Yep, Wife and I will be there.
This is our 1st Haunters convention so not sure what to expect but very excited.


----------



## DarkManDustin (Jun 30, 2011)

How far is the hotel from the river?


----------



## [email protected] (Apr 28, 2009)

I will be there!


----------



## BooToYouToo (Apr 24, 2011)

My husband and I will be there!


----------



## Stinkerbell n Frog Prince (Sep 4, 2009)

This is the second year the convention has been at the Doubletree in Portland. We were there last year and plan to be there again this year.


----------



## Bella Betty (Sep 24, 2010)

Hey DarkmanDustin,

I think the river is within a 1/2 mile or so of the hotel.

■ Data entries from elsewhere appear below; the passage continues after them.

PR #830, opened 2022-06-02
MAINT removed useless apply function

MuawizChaudhary:
Back in the good old days, before I existed, [Kymatio reimplemented various calls](https://github.com/kymatio/kymatio/commit/12b082fca0e3fdc88bee3220c9e867a29fee5d11#diff-144c72d86c0312177446796e4be3836116b58a5e9169cdea6254a24ab3243134R236) that a `nn.module` had. These included `.cpu`,`cuda`, and were often implemented using a `_apply` call.

A reviewer of our JMLR submission kindly noted that we could just inherit from a `nn.module` instead of reimplementing all those calls. 

This `_apply_filters` tucked and hidden away in the 3d utils code is the last remaining vestige of this old way of doing things.

### DIFF
--- a/kymatio/scattering3d/utils.py
+++ b/kymatio/scattering3d/utils.py
@@ -93,17 +93,3 @@ def sqrt(x):
     np.seterr(**old_settings)
 
     return y
-
-def _apply_filters(filters, fn):
-    """
-        Parameters
-        ----------
-        filters: a filter bank
-        fn: a function to apply on the parameters
-        Returns
-        -------
-        filters: the filters modified
-    """
-    for k in range(len(filters)):
-        filters[k] = fn(filters[k])
-    return filters


lostanlen:
```
Can't use 'tar -xzf' extract archive file: /home/runner/work/_actions/_temp_735093b6-e20a-47f8-9c61-589d4c653a4c/fb47e774-6995-4eb3-8ca0-770e1e7792dc.tar.gz. return code: 2.
```

This `build-pip` CI looks very brittle

edouardoyallon:
Be extra careful. The reason it was done this way is because we wanted an access to the filters via psi[j] and that the filters were stored as a parameter. Unfortunatly, when using .cuda(), the pointer was not going through the correct direction.

MuawizChaudhary:
> Be extra careful. The reason it was done this way is because we wanted an access to the filters via psi[j] and that the filters were stored as a parameter. Unfortunatly, when using .cuda(), the pointer was not going through the correct direction.

hm, wasnt this because we weren't inheriting nn.module? 

A git grep for "_apply_filters" shows that this function is not used anywhere.

edouardoyallon:
no clue, i'm just saying it was there for this reason

MuawizChaudhary:
Can we merge?

lostanlen (approved):

lostanlen:
i'll merge in 24 hours unless there are objections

For everyone attending, please stop by my tradeshow booth and say Hello! My booth is Darkmoon Faire

Have a great time at the convention all. 

Bella


----------



## pdykier (Aug 31, 2010)

*Nightmare Factory tour at the WCHC*

Wow, the tour last night was fantastic! Dinner was not the expected " Haunters feast" of cold pizza, it was a great Potato bar with all trimmings! It was really good!!! And the haunt was great too! Thanks to Ed Roberts for hosting a great event!


----------



## DarkManDustin (Jun 30, 2011)

Ooh. I'm sorry I missed it. Going to school, so money's a bit tight. I wanted to go, being across the river, in Vancouver. If anyone is gi
Innards be in Vancouver before July, I'd like to meet up. That's WA.


----------



## TK421 (Mar 27, 2009)

Not the best picture, but here we are in our Victorian costumes at the ball. There was a professional photographer taking pictures as well, but it's going to be a while before we get them.


----------



## TK421 (Mar 27, 2009)

Bella, loved your booth and jewelry. The girls were very happy to receive their necklaces when we got home this evening.


----------



## TK421 (Mar 27, 2009)

Found our picture from the West Coast Haunter's Ball. It was a blast. Next year, I might even dance! Maybe . . . if I wear a mask and sneak in a flask.


----------